BRIEF: Set down exactly the lines of the records from the top to the line containing "- BROWSER=none seems"; include both.

Dataset entries

PR #489, opened 2023-01-26
Fix dev mode

### LINKED ISSUE #488: Dev mode always requires refresh to work properly
see https://github.com/alephium/desktop-wallet/issues/486#issuecomment-1404271345

nop33:
Closes #488 

@mvaivre I wonder what your thoughts are on this! I figured that `concurrently`, `cross-env` and `vite` didn't play well together (cannot find any relevant issues on the web).

1. ❌ The following replacement fixes the problem, but then we don't have the `VITE_VERSION` env var available in our code.
   ```diff
   - "start": "cross-env VITE_VERSION=$npm_package_version vite",
   + "start": "vite"
   ```
2. 🤔 Logically, in order to use the `BROWSER=none` env var in the `electron-dev` script, we should have used `cross-env` before it, as we do in other scripts that need env vars:
   ```diff
   - "electron-dev": "concurrently \"BROWSER=none npm run start\" \"electron .\"",
   + "electron-dev": "concurrently \"cross-env BROWSER=none npm run start\" \"electron .\"",
   ```
3. ✅ The following replacement fixes the problem and we can have access to the `VITE_VERSION` env var in both browser and electron environments:
   ```diff
   - "electron-dev": "concurrently \"BROWSER=none npm run start\" \"electron .\"",
   + "electron-dev": "concurrently \"cross-env BROWSER=none VITE_VERSION=$npm_package_version vite\" \"electron .\"",
   ```
4. 🧼 It is very common in frontend projects to have a `start` script to start the dev server. I think it makes more sense to rename the script to start the electron dev server to `start:electron` instead of `electron-dev`.
5. I cannot find [any references](https://vitejs.dev/guide/env-and-mode.html#env-variables-and-modes) in `vite` for the `BROWSER=none` env var. Is it needed?


mvaivre:
Thanks for this! It fixes the issue 💯 

- BROWSER=none seems to be a relic of our CRA past and can be removed.
- I agree with you about our start script name. Let's go with `start:electron`

mvaivre (approved):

RESPONSE:
PR #489, opened 2023-01-26
Fix dev mode

### LINKED ISSUE #488: Dev mode always requires refresh to work properly
see https://github.com/alephium/desktop-wallet/issues/486#issuecomment-1404271345

nop33:
Closes #488 

@mvaivre I wonder what your thoughts are on this! I figured that `concurrently`, `cross-env` and `vite` didn't play well together (cannot find any relevant issues on the web).

1. ❌ The following replacement fixes the problem, but then we don't have the `VITE_VERSION` env var available in our code.
   ```diff
   - "start": "cross-env VITE_VERSION=$npm_package_version vite",
   + "start": "vite"
   ```
2. 🤔 Logically, in order to use the `BROWSER=none` env var in the `electron-dev` script, we should have used `cross-env` before it, as we do in other scripts that need env vars:
   ```diff
   - "electron-dev": "concurrently \"BROWSER=none npm run start\" \"electron .\"",
   + "electron-dev": "concurrently \"cross-env BROWSER=none npm run start\" \"electron .\"",
   ```
3. ✅ The following replacement fixes the problem and we can have access to the `VITE_VERSION` env var in both browser and electron environments:
   ```diff
   - "electron-dev": "concurrently \"BROWSER=none npm run start\" \"electron .\"",
   + "electron-dev": "concurrently \"cross-env BROWSER=none VITE_VERSION=$npm_package_version vite\" \"electron .\"",
   ```
4. 🧼 It is very common in frontend projects to have a `start` script to start the dev server. I think it makes more sense to rename the script to start the electron dev server to `start:electron` instead of `electron-dev`.
5. I cannot find [any references](https://vitejs.dev/guide/env-and-mode.html#env-variables-and-modes) in `vite` for the `BROWSER=none` env var. Is it needed?


mvaivre:
Thanks for this! It fixes the issue 💯 

- BROWSER=none seems to be a relic of our CRA past and can be removed.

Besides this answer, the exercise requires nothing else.